Les deux hommes étaient les favoris des sondages pour se qualifier pour le second tour du 19 décembre, malgré ou grâce au fait qu’ils se situent en dehors des coalitions de droite et de centre gauche qui ont gouverné le pays depuis la fin de la dictature.
Quinze millions d’électeurs (sur une population de 19 millions) étaient appelés aux urnes pour départager sept candidats à la présidence, renouveler la totalité de la Chambre des députés, la moitié du Sénat, ainsi que les conseils régionaux. Le président conservateur, Sebastian Pinera, 71 ans, qui ne pouvait pas se représenter après deux mandats (2010-2014, 2018-2022), a appelé les candidats à prendre le «chemin de la modération et non de la polarisation».
L’élection présidentielle se déroule dans un Chili en plein doute, deux ans après la descente dans la rue de dizaines de milliers de manifestants pour réclamer une société plus juste dans ce pays riche en cuivre, mais parmi les plus inégalitaires du monde, selon l’Organisation de coopération et de développement économiques (OCDE). Une nouvelle Constitution, revendication forte des manifestants en 2019, est également en cours de rédaction. L’élection en mai 2021 de l’Assemblée chargée de rédiger le texte avait déjà mis en évidence le recul des partis politiques traditionnels au profit d’indépendants, reflétant une profonde crise de confiance institutionnelle.

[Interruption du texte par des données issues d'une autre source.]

PR #82, opened 2015-06-30
Bug in PathPrefix's relative_join

theocodes:
This is an issue i tracked back to from the router.

So given this prefix:
```
prefix = Lotus::Utils::PathPrefix.new('fruits')
```

when joined with the same string

```
prefix.join('fruits') # => /fruits
```
will get rid of one of them only keeping the above `/fruits` instead of `/fruits/fruits`

Obviously that shouldn't be the case because we should be able to have paths such as `/fruits/fruits/fruits/fruits` if we wanted to.

Basically the issue is because PathPrefix uses Lotus::Kernel.Array which calls .uniq! on itself and removes any duplicate items.

I was able to fix the issue by using the standard array for the relative_join + calling chomp("/") on the result of the join to make some tests happy. 

I'm not entirely sold on this solution because it seems to me that even though this fixed the problem entirely as far as I can tell (all tests pass*), Kernel.Array was put there for a reason beyond my understanding at this point. So please let me know what you think!

*While all tests pass on Utils, Router, Lotus and the example app with the initial problem (linked below), I had to amend 2 tests on Router which probably needs review since i'm not very happy with changing tests without knowing exactly what it is that it's testing. 

I've added failing tests and solution to both Utils and Router. Please let me know what you think and if you need me to clarify anything.

Link to the app with the initial routing issue + failing tests:
https://github.com/theocodes/routertest

Thanks!

### DIFF
--- a/lib/lotus/utils/path_prefix.rb
+++ b/lib/lotus/utils/path_prefix.rb
@@ -82,7 +82,7 @@ module Lotus
         prefix = @string.gsub(@separator, separator)
 
         self.class.new(
-          [prefix, strings].join(separator).chomp("/"),
+          [prefix, strings].join(separator).chomp(separator),
           separator
         ).relative!
       end
--- a/lib/lotus/utils/path_prefix.rb
+++ b/lib/lotus/utils/path_prefix.rb
@@ -82,7 +82,7 @@ module Lotus
         prefix = @string.gsub(@separator, separator)
 
         self.class.new(
-          [prefix, strings].join(separator).chomp(separator),
+          [prefix, strings].flatten.compact.join(separator),
           separator
         ).relative!
       end
--- a/lib/lotus/utils/path_prefix.rb
+++ b/lib/lotus/utils/path_prefix.rb
@@ -82,7 +82,7 @@ module Lotus
         prefix = @string.gsub(@separator, separator)
 
         self.class.new(
-          Utils::Kernel.Array([prefix, strings]).join(separator),
+          [prefix, strings].join(separator).chomp("/"),
           separator
         ).relative!
       end
--- a/test/path_prefix_test.rb
+++ b/test/path_prefix_test.rb
@@ -29,6 +29,11 @@ describe Lotus::Utils::PathPrefix do
       prefix.join('/cherries').must_equal '/fruits/cherries'
     end
 
+    it 'joins a string that is the same as the prefix' do
+      prefix = Lotus::Utils::PathPrefix.new('fruits')
+      prefix.join('fruits').must_equal '/fruits/fruits'
+    end
+
     it 'joins a string when the root is blank' do
       prefix = Lotus::Utils::PathPrefix.new
       prefix.join('tea').must_equal '/tea'


lib/lotus/utils/path_prefix.rb
```diff
@@ -82,7 +82,7 @@ def relative_join(strings, separator = @separator)
         prefix = @string.gsub(@separator, separator)
 
         self.class.new(
-          Utils::Kernel.Array([prefix, strings]).join(separator),
+          [prefix, strings].join(separator).chomp("/"),
```
theocodes: It might be that since uniq is the breaking part of Kernel.Array here. I could keep this 'compact' and 'flattened' and just leave the 'uniq' out. Eg.
```
[prefix, strings].flatten.compact.join(separator).chomp("/")
```
What you think?

AlfonsoUceda: @jodosha is there a reason to use `Utils::Kernel.Array` here?

jodosha: @theocodes Can you please replace `"/"` with a constant? Thank you.

jodosha: @AlfonsoUceda I can't recall. Have you guys tried to run all the other test suites against this branch? If all they pass, we can merge this.

AlfonsoUceda: cc @theocodes can you test this?

theocodes: @jodosha @AlfonsoUceda  I have personally ran against router, lotus and (obviously) utils. I will run it against the rest of the gems in a bit to ensure.

theocodes: @jodosha would it make sense to pass the `separator` that is local to `relative_join` to chomp? or actually use `DEFAULT_SEPARATOR`?

Reason I ask is because I'm not familiar with all the use cases of that method, but I wonder if we were handling a path with '#' for separator, if it would make sense to use 'DEFAULT_SEPARATOR` which is '/' and not '#'? 

Hope this makes sense?

lib/lotus/utils/path_prefix.rb
```diff
@@ -82,7 +82,7 @@ def relative_join(strings, separator = @separator)
         prefix = @string.gsub(@separator, separator)
 
         self.class.new(
-          Utils::Kernel.Array([prefix, strings]).join(separator),
+          [prefix, strings].flatten.compact.join(separator),
```
theocodes: This now follows the same pattern as Kernal.Array (as previously) but without the offending part (uniq).

AlfonsoUceda:
this is ok for me
@jodosha @joneslee85

lib/lotus/utils/path_prefix.rb
theocodes: I ran all this against all tests suites and all is green.

jodosha:
@theocodes @AlfonsoUceda Thank you :+1: Merging this.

Si G. Boric compte de nombreux soutiens au sein de la jeunesse chilienne, ces derniers mois ont vu une montée inédite de la droite radicale dans les sondages, nourrie par la persistance des violences des protestataires les plus radicaux, et les préoccupations croissantes des électeurs pour l’immigration illégale et la criminalité. D’autant que la pandémie Covid-19 a fait monter le chômage, creusé la dette et que l’inflation avoisine désormais 6%, une nouveauté dans ce pays, après des décennies de stabilité politique et économique. Dans ce contexte, G. Boric aspire à faire de son pays un «Etat-providence». L’ancien leader étudiant veut augmenter les salaires et revenir sur la privatisation des services publics qui avait caractérisé la dictature du général Pinochet (1973-1990).
Ses détracteurs lui reprochent son inexpérience et sa proximité avec les communistes, membres de la coalition. Ils lui ont aussi longtemps fait grief de sa proximité avec les gouvernements cubain et vénézuélien, mais il a pris soin de se démarquer de ces deux épouvantails latino-américains.
Aux antipodes du programme de gauche, J.A. Kast propose de réduire les dépenses publiques et de donner un maximum de liberté aux marchés financiers. «Une société qui privilégie l’égalité sur la liberté n’aura aucun des deux», a-t-il estimé lors d’une conférence de presse avec des correspondants étrangers, citant son modèle, l’économiste américain monétariste Milton Friedman.